Our bodies require Magnesium supplements to produce insulin. This precious insulin is vital for regulating our blood sugar levels. Oh Mg!

ZINC

Zinc is an antioxidant that helps to reduce free radicals formed in the body. It assists the body to metabolize glucose, proteins and carbohydrates, which ultimately supports healthy blood sugar levels. When your blood sugar levels are stable, you may notice that cravings reduce and are less intense.

How Can I Naturally Lower Sugar Cravings?

In addition to the nutrients listed above, there are other strategies you can implement into your life to stave off sugar cravings. Below are our top tips:

Bump Up Protein Intake

Your body spends more time digesting protein than it does carbohydrates — it can keep you feeling full for longer periods of time. When you’re satiated, you’re less likely to have sugar cravings for energy.
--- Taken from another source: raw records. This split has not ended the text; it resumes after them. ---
PR #2149, opened 2026-05-28
perf(config): cache readConfig with mtime-based invalidation

HUQIANTAO:
## Summary

- `readConfig()` performs synchronous `readFileSync` + `JSON.parse` on every call
- It is invoked 5-10+ times per UI frame by `loadModel`, `loadLanguage`, `loadTheme`, `loadEditMode`, `loadReasoningEffort`, `loadDashboardEnabled`, etc.
- Each call re-reads and re-parses the same `config.json` from disk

Protein also does not cause the same blood sugar spikes and crashes as carbs, which is a common cause of a sweet tooth. The best sources of protein include lean meats, eggs, fish, nuts and beans.

Get Enough Sleep

Getting adequate sleep will lead to stable energy levels throughout the day, reducing the urge for sugar as fuel. It will also help to keep other hormones in check, which, when out of balance, can also create cravings. Aim for seven to nine hours so that you’re not reaching for a quick sugar boost.

Stay Hydrated

Try to come up with a way to remind yourself to drink enough water throughout the day. When you're hydrated, your energy level will be better, you won’t feel as hungry, and your body is less likely to get cravings for sugar. Getting a personal water bottle is one way to develop a habit of drinking more water each day.

Eat Whole Foods

Processed foods are usually high in sugar and cause crashes that lead to cravings. Conversely, whole foods' rich fiber content slows digestion, which aids in regulating blood sugar levels. Aim to incorporate more vegetables, whole grains, proteins and fruits into your meals.

Manage Stress

When your body is stressed, the adrenal glands release a hormone called cortisol. Higher levels of cortisol can affect other hormones, throwing your metabolism out of balance and leading to sugar cravings.
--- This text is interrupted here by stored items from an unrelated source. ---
PR #2151, opened 2026-05-28
fix(cli): commit settled cards to native scrollback

### LINKED ISSUE #2120: p0bug cli滚轮滑动不了
任务结束后滚轮滑动不了，输出都看不了，根本用不了

GTC2080:
## Summary
- commit settled StaticCardStream cards to the Ink Static region so native terminal scrollback receives completed tool/reasoning history
- freeze the verbose value captured when a card enters Static so completed scrollback stays immutable
- keep only unsettled cards in the live tail
- add regression tests for settled cards entering Static and for verbose toggles not retroactively expanding settled tool output

## Root cause
Native scroll mode left completed tool/reasoning cards in the dynamic live tail so the terminal never received those completed rows in its own scrollback. Once the task ended, wheel scrolling could not reveal history that had only been repainted inside the live viewport.

## Tradeoff
Settled tool/reasoning cards are now immutable once committed to terminal scrollback. Ctrl+R verbose mode affects live cards and cards rendered after the toggle, but it no longer rewrites already-settled scrollback. This is intentional: preserving real terminal scrollback for #2120 matters more than retroactive expansion of successful settled cards.

The #1608 failed-shell-output path is preserved. `selectToolPreviewLines` still pins failure lines for failed `run_command`/`run_background` output independent of verbose mode, so failed shell output still reaches scrollback.

Fixes #2120

## Verification
- `npx vitest run tests/static-card-stream-verbose.test.tsx tests/static-card-stream-progressive.test.tsx tests/tool-summary.test.ts`
- `npx vitest run tests/chat-scroll-wheel.test.ts tests/mouse-mode.test.ts tests/static-card-stream-progressive.test.tsx tests/static-card-stream-verbose.test.tsx tests/cardstream-architecture.test.tsx`
- `npm run verify`
- `git push` (pre-push ran `npm run verify`)

### DIFF
--- a/src/cli/ui/layout/StaticCardStream.tsx
+++ b/src/cli/ui/layout/StaticCardStream.tsx
@@ -54,7 +54,7 @@ function StaticCardStreamInner({
  *  the gate. New cards added DURING drain are held back until the backlog
  *  catches up — keeps Static's append-only contract intact so chronological
  *  order is preserved. Gates the FULL cards array (not just the static partition)
- *  so verbose-sensitive tool/reasoning cards in the live region also drip. */
+ *  so an old unsettled live tail also drips while fresh cards bypass the gate. */
 function useProgressiveBacklog(cards: readonly Card[]): Card[] {
   const backlogRef = useRef<number | null>(null);
   if (backlogRef.current === null && cards.length > 0) {
@@ -93,7 +93,7 @@ function partition(cards: readonly Card[]): {
   dynamicItems: Card[];
   hasUnsettledDynamic: boolean;
 } {
-  const firstDynamic = cards.findIndex((c) => !isFullySettled(c) || isVerboseSensitive(c));
+  const firstDynamic = cards.findIndex((c) => !isFullySettled(c));
   if (firstDynamic === -1) {
     return { staticItems: [...cards], dynamicItems: [], hasUnsettledDynamic: false };
   }
@@ -103,10 +103,6 @@ function partition(cards: readonly Card[]): {
     dynamicItems,
     hasUnsettledDynamic: dynamicItems.some((c) => !isFullySettled(c)),
   };
-}
-
-function isVerboseSensitive(card: Card): boolean {
-  return card.kind === "reasoning" || card.kind === "tool";
 }
 
 function isFullySettled(card: Card): boolean {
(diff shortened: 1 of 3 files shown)


esengine (changes requested):
The fix is directionally right and the diagnosis of #2120 is correct: keeping every tool/reasoning card pinned in the live tail (the `isVerboseSensitive` carve-out) is exactly why completed history never reached native scrollback — so dropping it and letting settled cards flow into `<Static>` is the proper fix, not a band-aid. The test-comment update is also legitimate: on `main` that file's header comment ('must let verbose mode expand already-settled tool cards') was already stale — the actual test only checks render isolation, so you're making the comment honest.

But there's a behavior change here that isn't called out and deserves a conscious decision + a test:

**Removing `isVerboseSensitive` reverts part of what #1608 added.** That carve-out (commit 96c91279) kept tool/reasoning cards in the dynamic region specifically so the runtime verbose toggle (App.tsx:512/1671 → `VerboseContext`) could re-render them. Now that settled tool/reasoning cards go to `<Static>` — which Ink renders exactly once — **toggling verbose no longer expands/collapses already-settled tool/reasoning cards.** Only unsettled + future cards respond to the toggle.

The good news, and please confirm you reached the same conclusion: **#1608's actual goal — surfacing FAILED shell output — is preserved**, because `selectToolPreviewLines` shows failed-shell output through the verbose-independent `failedShell` branch (tool-summary.ts:71-84), so a failed command still dumps its output into scrollback regardless of verbose. What's lost is only retroactive verbose-expand of *successful* settled cards — which is arguably impossible to keep once you commit to real terminal scrollback anyway, so I think the tradeoff is correct.

Two asks before merge:
1. **Call the tradeoff out in the PR description** (and ideally a code comment near `partition`): settled tool/reasoning cards are now immutable in scrollback, so the verbose toggle only affects live + future cards. This is the inverse of the old (stale-commented) expectation, so it shouldn't be silent.
2. **Pin the new contract with a test.** You added a test for the scrollback direction (settled card → static) — good. Add the complementary one: with a settled tool card committed, flipping `VerboseContext` does NOT re-render the `<Static>` region / does not re-expand it. That stops someone from 'fixing' this back to the #1608 behavior and silently reopening #2120.

Mechanically the change is tiny and correct — just want the behavior reversal documented and locked down.

esengine (approved):
Re-reviewed — you went a step better than I asked: `StaticCardRenderer` now captures verbose at commit time via `useRef(verbose).current` and shadows it with a nested `VerboseContext.Provider`, so a settled card's verbose state is explicitly frozen rather than implicitly relying on Static's render-once. And the new test ("does not retroactively expand settled tool cards after a verbose toggle") pins exactly that: render-count unchanged + output still hidden after toggling verbose true. #1608's failed-output path is untouched. CI green. Merging.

Take on new relaxation techniques like yoga, meditation and breathing exercise — they’re a great replacement for sugar cravings.

Exercise Regularly

Daily exercise, even just a little bit, releases endorphins and does a lot of good for your body. It will help regulate your blood sugar levels, elevate your mood and burn off excess stress, which can cause your body to crave sweets. Thirty minutes a day of moderate exercise is a great place to start.

REFERENCES:

  1. Broadhurst C, Polansky M, Anderson R. Insulin-like Biological Activity of Culinary and Medicinal Plant Aqueous Extracts in Vitro. Journal of Agricultural and Food Chemistry. 2000;48(3):849-852.
  2. Tiwari P, Mishra B, Sangwan N. Phytochemical and Pharmacological Properties of Gymnema sylvestre: An Important Medicinal Plant. BioMed Research International. 2014;2014:1-18.
  3. Anderson R. Chromium as an Essential Nutrient for Humans. Regulatory Toxicology and Pharmacology. 1997;26(1):S35-S41.
  4. Lefébvre P, Paolisso G, Scheen A. Magnesium and glucose metabolism. Therapie. 2019;49(1):1-7.